**Work to complete:**
Line by line, copy the material below exactly as given.

*** Dataset content Section Begins ***

PR #967, opened 2023-10-10
Install SeisSol into bin and lib dirs

davschneller:
This PR puts the SeisSol binaries in the bin dir, and libraries like the general offloading etc. into the lib dir. The libraries are labeled appropriately to match potential different SeisSol builds.

The launch script is placed into share.


davschneller:
Maybe we could also think of either merging the libraries into the binary longer term (if that's feasible), or do the opposite: extract all code into a library and have slim binaries for proxy and SeisSol proper.

krenzland (approved):
LGTM
Is there a reason why we do not link statically?

davschneller:
@ravil-mobile were there any concerns with keeping the SYCL and GPU-compiled parts separate from the SeisSol executable like that?

PR #971, opened 2023-10-12
Add (shorter) CI expiration time span for artifacts

davschneller:
Default time span is 30 days; seemingly accumulating too much memory in total.

Thus, we now set the duration of all artifacts to 2 days.


davschneller:
Maybe, we could also merge the results checking (i.e. energy, receiver confirming etc.) with the test execution—unless we may need such data for finding errors.

krenzland (approved):

PR #972, opened 2023-10-13
Remove new sharedmem comm allocation for node mask

davschneller:
Title says it all. We have communicators allocated each time the communication thread gets re-started, but they never get deleted.

### DIFF
--- a/src/Parallel/Pin.cpp
+++ b/src/Parallel/Pin.cpp
@@ -237,9 +237,7 @@ CpuMask Pinning::getNodeMask() const {
     workerMaskArray[cpu] = CPU_ISSET(cpu, &workerMask);
   }
 
-  MPI_Comm commNode;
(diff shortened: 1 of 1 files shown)


davschneller:
We could think of caching the node and free CPU mask maybe? Or are they bound to change from thread to thread or over time in some extreme cases?

krenzland:
> We could think of caching the node and free CPU mask maybe? Or are they bound to change from thread to thread or over time in some extreme cases?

*** Dataset content Section Ends ***

**Finished task:**
PR #967, opened 2023-10-10
Install SeisSol into bin and lib dirs

davschneller:
This PR puts the SeisSol binaries in the bin dir, and libraries like the general offloading etc. into the lib dir. The libraries are labeled appropriately to match potential different SeisSol builds.

The launch script is placed into share.


davschneller:
Maybe we could also think of either merging the libraries into the binary longer term (if that's feasible), or do the opposite: extract all code into a library and have slim binaries for proxy and SeisSol proper.

krenzland (approved):
LGTM
Is there a reason why we do not link statically?

davschneller:
@ravil-mobile were there any concerns with keeping the SYCL and GPU-compiled parts separate from the SeisSol executable like that?

PR #971, opened 2023-10-12
Add (shorter) CI expiration time span for artifacts

davschneller:
Default time span is 30 days; seemingly accumulating too much memory in total.

Thus, we now set the duration of all artifacts to 2 days.


davschneller:
Maybe, we could also merge the results checking (i.e. energy, receiver confirming etc.) with the test execution—unless we may need such data for finding errors.

krenzland (approved):

PR #972, opened 2023-10-13
Remove new sharedmem comm allocation for node mask

davschneller:
Title says it all. We have communicators allocated each time the communication thread gets re-started, but they never get deleted.

### DIFF
--- a/src/Parallel/Pin.cpp
+++ b/src/Parallel/Pin.cpp
@@ -237,9 +237,7 @@ CpuMask Pinning::getNodeMask() const {
     workerMaskArray[cpu] = CPU_ISSET(cpu, &workerMask);
   }
 
-  MPI_Comm commNode;
(diff shortened: 1 of 1 files shown)


davschneller:
We could think of caching the node and free CPU mask maybe? Or are they bound to change from thread to thread or over time in some extreme cases?

krenzland:
> We could think of caching the node and free CPU mask maybe? Or are they bound to change from thread to thread or over time in some extreme cases?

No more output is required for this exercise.